Laparoscopic intrapelvic operation, such as gynecological, urological and rectal operations, are often interrupted by the phenomenon of the small intestine flowing into the pelvic space. This phenomenon makes intrapelvic laparoscopic operations difficult. Although, patients are placed in an extreme head down position to keep the pelvic space wide to prevent this interruption of the small intestine, the position has adverse effects on breathing and the circulatory system of a patient.
We developed a tool for removing the small intestine from the pelvic space using with a new concept. The tool, a catheter of 10 Fr. in diameter and 450cm in length with an apical balloon (KY-tube), is very simple. The KY-tube is inserted nasally three or four days before the operation.
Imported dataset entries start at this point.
PR #1560, opened 2023-11-03
Bindings core: merge wallet methods into single enum

Thoralf-M:
# Description of change

Bindings core: merge wallet methods into single enum, because they are now all called on the wallet and not on a separated account anymore

## Type of change

`cargo test`


bindings/core/src/method/wallet.rs
```diff
@@ -25,13 +43,6 @@ use crate::OmittedDebug;
 #[serde(tag = "name", content = "data", rename_all = "camelCase")]
 #[non_exhaustive]
 pub enum WalletMethod {
```
thibault-martinez, line 45: We could take the opportunity to sort it but we can do that later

The balloon tip of the KY-tube should reach the large intestine or beyond anus by the operative day.
The KY-tube is used as follows: A the beginning of the laparoscopic operation, an operator clumps the terminal ileum with a detachable vessel clip. Next, an assistant pulls on the nasal end of the KY-tube. The KY-tube then slips under the vessel clip, and become fixed when the apical balloon reaches the clip. The assistant then pulls on the tube more, and the small intestine is gathered up and shortened. Finally, the small intestine is moved out of the pelvic space.
We have used the KY-tube clinically in 12 cases, and could intrapelvic operative procedures successfully without interruption of the small intestine. During these operations, the patient head down position was not required. We have experienced no complications with the KY-tube throughout any operation.